- **Exercise description**
Write each record again exactly as it stands.

- **Provided records**

PR #156, opened 2017-01-02
Updated license

mcollina:


package.json
```diff
@@ -42,6 +42,10 @@
     "json"
   ],
   "author": "Matteo Collina <hello@matteocollina.com>",
+  "contributors": [
+    "David Mark Clements <huperekchuno@googlemail.com>",
```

- **Exercise answer**
PR #156, opened 2017-01-02
Updated license

mcollina:


package.json
```diff
@@ -42,6 +42,10 @@
     "json"
   ],
   "author": "Matteo Collina <hello@matteocollina.com>",
+  "contributors": [
+    "David Mark Clements <huperekchuno@googlemail.com>",
```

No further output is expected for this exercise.